Can Texas A&M Still Win a National Championship?
What does the road to Omaha look like for Texas A&M?

The biggest surprise, and disappointment, to this point in the 2025 college baseball season has been the Texas A&M Aggies. Once regarded as a potential freight train and preseason consensus #1 team in the country, they now sit at 21-15 and will be fighting for their postseason dreams in the back half of the year.
Just two short weeks ago, the Aggies were playing .500 baseball, without an SEC series win, and with two sweeps in the wrong direction at the hands of Alabama and Vanderbilt.
After getting no-hit on April 3 by Tennessee in Knoxville, it appeared the Aggies had received their nail-in-the-coffin moment, and Michael Earley would be making his way to the hot seat in just his first season as head skipper.
Thanks to some weather in Knoxville, the Aggies had a chance at a doubleheader where they would get their 2024 National Championship revenge, winning a series against former #1 Tennessee in convincing fashion, taking games two and three by a combined score of 26-9.
The Aggies have stayed hot since then, rattling off a series sweep against South Carolina with some Olson Magic sprinkled in, and they have now won seven straight games.
While their postseason and National Championship odds have certainly dwindled, they aren’t dead yet, and if any team is talented enough to make the kind of resurgence we could see, it’s the Aggies.
So, what exactly does the road to Omaha look like for Texas A&M?
The Goal
At this point, we know the Aggies will more than likely be fighting for an at-large three-seed bid into the tourney, similar to what we saw Florida do last year.

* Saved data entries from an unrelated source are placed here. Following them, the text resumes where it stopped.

PR #232, opened 2019-11-29
Stop commit when pre-commit hook fails to allow programmer to fix errors

### LINKED ISSUE #231: Remove fix flag from lint command

narendrasss:
Fixes #231

This PR changes the pre-commit hook to lint the files only and not attempt to fix the linting errors.

**Reasons for change**

* When the hook is run and the files get fixed, the files are modified _after_ the commit. This means I have to do `git commit --amend` every time a file gets fixed by the linter.


.githooks/pre-commit
```diff
@@ -1,5 +1,3 @@
 #!/bin/sh
 
-echo "We are now linting on every commit. You can skip this with the '--no-verify' flag."
-
-cd templates/vue && npm run lint -- --fix
\ No newline at end of file
+cd templates/vue && node lint.js
```
wynnset: Can we actually add a flag to allow user to skip linting when committing?

narendrasss: Users can do this already with the `--no-verify` flag. See [git docs](https://git-scm.com/docs/githooks#_pre_commit).

PR #233, opened 2019-12-01
Select H5P and Gravity Forms from a searchable dropdown instead of typing in ID

### LINKED ISSUE #219: List H5P content when selecting "H5P" content type

narendrasss:
Fixes #219

Changes the "h5p embed link" input into a combobox that lists all available h5p content in the server.


wynnset:
@narendrasss the only thing remaining on this task is to use the database table to retrieve the actual title of the H5P content instead of using its url.

narendrasss:
@wynnset I addressed the changes. From my research it seems the only way to interact with it is through pure SQL queries, which is what I've done. Please take a look.

classes/class.tapestry-h5p.php
```diff
@@ -0,0 +1,19 @@
...
+class TapestryH5P implements ITapestryH5P
+{
+  private $postId;
+
+  public function __construct($postId = null)
+  {
+    $this->postId = $postId;
+  }
+
+  public function get()
```
wynnset: All public PHP functions must have a comment block including description, parameters, and return

classes/class.tapestry-h5p.php
```diff
@@ -0,0 +1,19 @@
...
+  {
+    global $wpdb;
+    $content = $wpdb->get_results("select id, title from wp_h5p_contents");
```
wynnset: The table prefix `wp_` is not always the same on all sites, so please get the prefix dynamically using `$wpdb->prefix`.

PR #244, opened 2019-12-03
237 Mark answer types answered

### LINKED ISSUE #237: Mark answer types as answered when answered

anhduc130:
Fixes #237 
- This PR is technically done. However, it relies on some new changes coming from `tyde` to function properly, which is done via #256 .


templates/vue/src/components/lightbox/quiz/Question.vue
```diff
@@ -24,19 +24,22 @@
         <div class="button-container">
           <answer-button
             v-if="hasId('textId')"
+            :completed="true"
```
anhduc130: Mocking data here only. Will need to pass in the real value. So this PR is still WIP.

anhduc130:
This PR is now done and updated with the latest version of `master`. Just a headsup that if the `gravity form id` is shared among multiple nodes, the check mark will appear on all the nodes provided that the form is already answered by one of the shared nodes.

PR #246, opened 2019-12-05
Fix audio recorder

anhduc130:


anhduc130:
As per our conversation, the issue happened because the user was not logged in, leading to having no valid `entries` field. I added a check for that and it should be good now.

PR #248, opened 2019-12-13
Fix H5P end screen behaviour

narendrasss:
- Fix bugs recorded on Asana task
- Add loading screen that shows before the h5p iframe loads


templates/vue/src/components/lightbox/H5PMedia.vue
```diff
@@ -116,6 +122,7 @@ export default {
 
       if (this.node.mediaType === "video") {
         const h5pVideo = h5pObj.instances[0].video
+        console.log(h5pVideo)
```
wynnset: Please remove the console log or leave a comment as to why it needs to be here.

PR #165, opened 2019-02-20
Use args.batch_size instead of float in main.py

jykzel:
args.batch_size instead of 256

### DIFF
--- a/examples/imagenet/main.py
+++ b/examples/imagenet/main.py
@@ -156,7 +156,7 @@ def main():
     criterion = nn.CrossEntropyLoss().cuda()
 
     # Scale learning rate based on global batch size
-    args.lr = args.lr*float(args.batch_size*args.world_size)/256. 
+    args.lr = args.lr*float(args.batch_size*args.world_size)/float(args.batch_size)
     optimizer = torch.optim.SGD(master_params, args.lr,
                                 momentum=args.momentum,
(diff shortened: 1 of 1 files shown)


examples/imagenet/main.py
```diff
@@ -156,7 +156,7 @@ def main():
     criterion = nn.CrossEntropyLoss().cuda()
 
     # Scale learning rate based on global batch size
-    args.lr = args.lr*float(args.batch_size*args.world_size)/256. 
+    args.lr = args.lr*float(args.batch_size*args.world_size)/float(args.batch_size)
```
mcarilli: I think the existing formula (using a fixed denominator of 256) actually does provide the correct scaling.   I believe learning rate should be scaled based on the global batch size; notice that `args.batch_size` is in the numerator.

Why do you think the existing formula is wrong?

jykzel: Could you explain where the fixed denominator of 256 comes from?

mcarilli: There's nothing special about 256 in particular.  Originally, we tested end-to-end convergence with a batch size of 256 per process, so for convenience, when I added logic to handle arbitrary batch and world sizes, I decided to scale the learning rate relative to the batch size we had just tested (256).  I could move the factor elsewhere instead (for example, divide the default learning rate by 256).  I don't think there is any harm keeping it where it is though.

PR #176, opened 2019-03-03
Bug fix in next power of 2

mkolod:
The existing "next power of 2" implementation produces incorrect results in some cases. The one identified so far is that for every value less than a power of 2 by 1 keeps value the same, e.g. h_next_pow2(7) produces 7, etc. For numbers farther away, the output is correct, e.g. h_next_pow2(26) gives 32.

The fix is identical to the "popular" way of doing this, i.e. subtracting 1 before the bit shifts, doing bitwise ORs with the bit-shifted values, and then adding 1 again, as in [here](https://graphics.stanford.edu/~seander/bithacks.html#RoundUpPowerOf2) for instance.

Note that the [earlier commit](https://github.com/NVIDIA/apex/blame/8bd382fadd42f77922fbc3dfacc3e4cc2f89ece5/csrc/welford.cu#L22:L29) was also wrong because it didn't subtract 1 at the beginning.

### DIFF
--- a/csrc/welford.cu
+++ b/csrc/welford.cu
@@ -20,13 +20,13 @@ __device__ __forceinline__ int lastpow2(int n)
 }
 
 __host__ __forceinline__ int h_next_pow2(unsigned int n) {
-    unsigned int old = n;
+    n--;
     n |= (n >>  1);
     n |= (n >>  2);
     n |= (n >>  4);
     n |= (n >>  8);
     n |= (n >> 16);
-    return n == old? n : n + 1;
+    return ++n;
 }
 
 __host__ __forceinline__ int h_last_pow2(unsigned int n) {


mcarilli:
You can also use the __clz intrinsic, like I did to obtain the last (as opposed the next) power of 2 in [THCReduce](https://github.com/pytorch/pytorch/blob/2336f0ba062d3c00117ccefc49c07bf2626284f1/aten/src/THC/THCReduce.cuh#L36).  @jjsjann123, what do you want to do here?

mkolod:
@mcarilli Yep, `__clz` works too (and I'd argue better), I guess my main point was to fix the existing bug. :)

ngimel:
Interestingly, the version in aten doesn't use __clz, and also returns last power of 2 less than or equal to n, as opposed to similarly called version in THC that returns last power of 2 less than n. https://github.com/pytorch/pytorch/blob/d313b582fd9ab83329fd5e4efcf2fb6374e7d068/aten/src/ATen/native/cuda/Reduce.cuh#L28-L36

jjsjann123:
The Aten one is calling last_pow2, which is equivalent to https://github.com/NVIDIA/apex/blame/8bd382fadd42f77922fbc3dfacc3e4cc2f89ece5/csrc/welford.cu#L31-L38

I'm cool with intrinsic function. Will update tomorrow. Thanks for pointing out the issue @mkolod

jjsjann123:
Wait, this is host code...
I'm pulling Marek's update here @mcarilli

PR #182, opened 2019-03-06
Remove LoadLibrary half norm hack

FDecaYed:
Let's remove it since we now have great torch.norm.
Also currently version will fail in multi-gpu case since context will end up on GPU 0. this change also fix that.


ngimel:
It suddenly became a very large diff. I assume the only thing that is really happening is deletion of norm?

FDecaYed:
I merged with master using in github web page and somehow this happens. I think it is just white spaces?
https://github.com/NVIDIA/apex/pull/182/files?utf8=%E2%9C%93&diff=split&w=1

ngimel:
Thanks!

PR #184, opened 2019-03-07
Add "dynamic" argument to loss scaler

### LINKED ISSUE #183: Failing optim_wrapper due to missing Scaler argument
When creating an optimizer and wrapping it via ``amp_handle.wrap_optimizer(optim)``, the handle [`calls the OptimWrapper`](https://github.com/NVIDIA/apex/blob/master/apex/amp/handle.py#L148), who wraps the optimizer and tries to instantiate a loss scaler per loss. 

The `OptimWrapper` tries to [instantiate the loss-scaler without an argument](https://github.com/NVIDIA/apex/blob/master/apex/amp/opt.py#L16), but the loss-scaler [needs an argument `loss_scale`](https://github.com/NVIDIA/apex/blob/master/apex/amp/scaler.py#L28), which causes the whole wrapping process to fail.

justusschock:
Adds missing argument to `LossScaler`.

Would fix #183 

Alternative would be to make this a default argument in the scaler.

### DIFF
--- a/apex/amp/opt.py
+++ b/apex/amp/opt.py
@@ -13,7 +13,7 @@ class OptimWrapper(object):
         self._num_loss = num_loss
         self._loss_idx = 0
         self._skip_next = [False] * num_loss
-        self._loss_scaler = [LossScaler() for _ in range(num_loss)]
+        self._loss_scaler = [LossScaler('dynamic') for _ in range(num_loss)]
 
     @contextlib.contextmanager
     def scale_loss(self, loss):


mcarilli:
I just merged a massive API refactor that dramatically improves versatility and also (in many cases) moderately improves performance:
https://nvidia.github.io/apex/amp.html#apex-amp
The OptimWrapper API is deprecated.  I can merge this to give people time to refactor, but everyone is strongly recommended to move to the new unified API.  It should be easy:
https://nvidia.github.io/apex/amp.html#transition-guide-for-old-api-users

Multiple optimizers are supported:
https://nvidia.github.io/apex/amp.html#module-apex.amp

PR #197, opened 2019-03-13
Wkong/api refactor

alpha0422:
FusedAdam with multi-tensor apply support.


mcarilli:
This will be folded into master via the multi_tensor_sgd branch, which is still WIP.

PR #205, opened 2019-03-15
Anticipating upstream #17996

mcarilli:
Effectively reverts https://github.com/NVIDIA/apex/commit/42180bd929639c137706be99c93626da93a36f2e, because once upstream merges https://github.com/pytorch/pytorch/pull/17996, the shim hack for type-based dispatch in extensions will no longer be necessary (and in fact will break).  However, with current upstream master, the shim hack is still necessary, so I can't merge this into Apex master until 17996 is merged upstream.


cliffwoolley:
I confirm that this builds successfully with the now-merged 17996.  (Build 5866676.)

PR #207, opened 2019-03-17
More permissive inputs to forward function

gpapan:
Allow more permissive inputs to forward function:
(1) When some input is a CPU pytroch tensor, show a one-time warning instead of printing it every time the forward function is called.
(2) Allow numpy arrays as (nested) inputs. Currently this fails.

### DIFF
--- a/apex/amp/_initialize.py
+++ b/apex/amp/_initialize.py
@@ -1,6 +1,8 @@
 import torch
 from torch._six import string_classes
 import functools
+import numpy as np
+import warnings
 from ._amp_state import _amp_state, warn_or_err, container_abcs
 from .handle import disable_casts
 from .scaler import LossScaler
@@ -15,7 +17,7 @@ def to_type(dtype, t):
     if isinstance(t, torch.Tensor):
         if not t.is_cuda:
             # This should not be a hard error, since it may be legitimate.
-            print("Warning:  An input tensor was not cuda. ")
+            warnings.warn("An input tensor was not cuda.")
         # GANs require this.
         # if t.requires_grad:
         #     warn_or_err("input data requires grad.  Since input data is not a model parameter,\n"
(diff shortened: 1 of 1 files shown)


mcarilli:
The warnings.warn is a great change, I should have gone that route to begin with.

Is the ndarray something that you intend to cast manually within your model?  That could be a problem.  You might have to change your manual cast depending on the opt_level.

gpapan:
In my setup the np.ndarray carries instance-specific parameters about the loss, so I do not need to cast it differently based on the opt_level. Right now this code path fails if any of the inputs is an np.ndarray, so I propose to just pass its value unchanged similar to how strings or primitives (int, float etc) are handled. What do you think?

mcarilli:
The input-casting's final case is already set up to return any types it doesn't recognize without attempting to cast them (https://github.com/NVIDIA/apex/blob/master/apex/amp/_initialize.py#L43-L52)
so your ndarray should be getting through.  What failures were you observing?

gpapan:
Unfortunately it never reaches https://github.com/NVIDIA/apex/blob/master/apex/amp/_initialize.py#L43-L52. The error happens at https://github.com/NVIDIA/apex/blob/master/apex/amp/_initialize.py#L39-L40
because ndarray is an iterable and it fails with a TypeError:

> import numpy as np
> xs = np.zeros((3, 4))
> type(xs)(x for x in xs)
  File "<stdin>", line 1, in <module>
TypeError: expected sequence object with len >= 0 or a single integer

mcarilli:
Oh i see, it fails because ndarray IS an iterable.  I'm still not entirely comfortable with forwarding ndarrays straight through, though.  Your use case does not require casting the input depending on `opt_level`, but I can imagine someone else might pass an ndarray as input, which they later (within forward) convert to a Tensor.  The new Tensor's type would then be the same regardless of the surrounding `opt_level`, and may or may not be correct.  I guess forwarding the ndarrays is philosophically no different from forwarding any type I can't recognize, or that does not have a user-supplied `to` method, and I can't stop people from shooting themselves in the foot that way...

PR #217, opened 2019-03-22
Add prelu to list of torch overrides

henrymai:
This is to fix the following error:

  File "/opt/conda/lib/python3.6/site-packages/torch/nn/modules/module.py", line 489, in __call__
    result = self.forward(*input, **kwargs)
  File "/opt/conda/lib/python3.6/site-packages/torch/nn/modules/container.py", line 92, in forward
    input = module(input)
  File "/opt/conda/lib/python3.6/site-packages/torch/nn/modules/module.py", line 489, in __call__
    result = self.forward(*input, **kwargs)
  File "/opt/conda/lib/python3.6/site-packages/torch/nn/modules/activation.py", line 722, in forward
    return F.prelu(input, self.weight)
  File "/opt/conda/lib/python3.6/site-packages/torch/nn/functional.py", line 1040, in prelu
    return torch.prelu(input, weight)
RuntimeError: expected scalar type Half but found Float

### DIFF
--- a/apex/amp/lists/torch_overrides.py
+++ b/apex/amp/lists/torch_overrides.py
@@ -12,7 +12,6 @@ FP16_FUNCS = [
     'conv_transpose2d',
     'conv_transpose3d',
     'conv_tbc',
-    'prelu',
 
     # BLAS
     'addmm',
@@ -71,6 +70,7 @@ CASTS = [
     'addcmul',
     'atan2',
     'cross',
+    'prelu',
 
     # Element-wise _or_ tensor-wise math
     'add',
--- a/apex/amp/lists/torch_overrides.py
+++ b/apex/amp/lists/torch_overrides.py
@@ -12,6 +12,7 @@ FP16_FUNCS = [
     'conv_transpose2d',
     'conv_transpose3d',
     'conv_tbc',
+    'prelu',
 
     # BLAS
     'addmm',


mcarilli:
Adding things to the various lists is partially based on expectation, but also based on experience, so thank you for this.

Prelu should be safe in either fp16 or fp32, the only tricky thing is that it has two arguments, and they must match.  Amp has a third list for that, the list called CASTS, which casts multiple inputs to the widest incoming type.  Therefore, if both incoming arguments are fp16, the function will still run in fp16, but if either incoming argument is fp32, both will be promoted to fp32.

I will move prelu to the CASTS list.

henrymai:
Yeah, I initially did think about putting it under CASTS.
I decided against it since PReLU as you said is fine in fp16 and it also worked well in testing, so I thought it would be fine to just always cast to fp16.
Thanks for merging the change.

mcarilli:
Amp's policy in general for "neutral" functions that are fine in either precision is to just take the inputs as they come.  Having prelu as a CASTS function is more in keeping with that philosophy.  Does putting it under CASTS also resolve your issue?

henrymai:
Yeah, having it under CASTS works fine for me too.

henrymai:
Actually, sorry, I spoke too soon last time.

I just pulled and installed the latest version of Apex. Having prelu under CASTS resolves the exception that I got, but now I'm seeing a major slow down with my model.

The problem here is that in order for Apex amp to provide a speedup for the normal use of torch.prelu (via the torch.nn.PReLU layer), one would have to manually cast the internal `.weight` parameter inside of the torch.nn.PReLU layer to fp16 or define a custom PReLU layer that has a fp16 `.weight` parameter.

Philosophically, I think this is the same as the torch.conv* functions so I think it makes more sense for prelu to be in the FP16_FUNCS list rather than CASTS, since amp relies on casting the parameters rather than the weights of a model.

henrymai:
I just made a new pull request and updated the comment inside the FP16_CASTS list.
https://github.com/NVIDIA/apex/pull/257

PR #218, opened 2019-03-22
Fix 'local variable 'optimizers_was_list' referenced before assignmen…

enricoschroeder:
…t' when amp.initialize() is called with optimizers=None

I believe the goal should be a 13-17 SEC record, and hopefully one win in the SEC tournament for the Aggies to get in.
Why 13 wins? Well, in the best conference in the country, that seems to be the bar on the low-end, as we saw five 13-17 teams find their way into the tourney last season (Alabama, Florida, LSU, South Carolina, Vanderbilt), and there’s no reason they’ll exclude the Aggies if they hit that mark given their remaining schedule.
Currently at 6-9 in SEC play, with five weekend series left, we can assume they’ll need to win three out of five to sneak their way in, giving them 12-14 wins in conference play, and they can solidify their fate with a good showing in Hoover for the SEC tournament.
The Path
For the Aggies, more than doubling their conference win total in the back half of the season is easier said than done, especially once you understand who exactly they’ll have to beat.
Their final five weekend series shake out in this order:
- @ #2 Arkansas
- @ #1 Texas
- v #7 LSU
- v Missouri
- @ #4 Georgia
We can give them two wins safely against Mizzou at home. For the sake of this article, we’ll give them three, which would put them at nine wins, four short of the goal. So, who else can they beat?
I have the series against #7 LSU circled in red. After back-to-back road sets against the best two teams in the country, the Aggies will return to College Station to take on an LSU team that, quite honestly, has really struggled against top competition so far. Despite their 31-6 record, I believe there is a little bit of fool’s gold there, and this is a winnable series for the Aggies, which would put them at 11 wins.
I truly believe that for the RPI boost, and showing they can play with the big dogs, they will have to win a road set against any of Arkansas, Texas, or Georgia to have a legitimate case to get in. My best guess would be Georgia. With their pitching rotation question marks, the Aggies can take advantage, whereas the Razorbacks and Longhorns hang their hats on their arm barns.
There is also the revenge angle against Texas, with 2024 Head Coach Jim Schlossnagle at the helm, along with former pitching coach Max Weiner. This series should be a bloodbath, and A&M may go into Austin playing their best baseball of the season.
All things considered, their resume should be good enough to get in with road series wins against Tennessee and Georgia*, along with two more series wins against Mizzou* and LSU*.
Final Outlook
Dare I say Texas A&M is this year’s Florida? They’re certainly talented enough for it. When you bring back the bulk of a National Championship runner-up team, it’s hard to ever count them out.
If the Aggies find a way in, they’ll be a three seed, in possibly the Austin Regional (we can only hope), and I wouldn’t be shocked if they repeated the Gators’ 2024 run.
It’s hard not to love what the Aggies are doing right now. The starting pitching has been consistent all season long, Jace LaViolette, Wyatt Henseler, and Kaeden Kent are heating up fast, and the return of Caden Sorrell has been a spark for this offense. He has five home runs, 14 RBI, and a .375 batting average in 11 games since returning from injury.
The Aggies have finally started to look like the team we anticipated they would be in December, and we may be witnessing one of the greatest season turnarounds in college baseball history if they do make it happen. This hot take might be dead before you finish reading this article, but what’s the fun in that?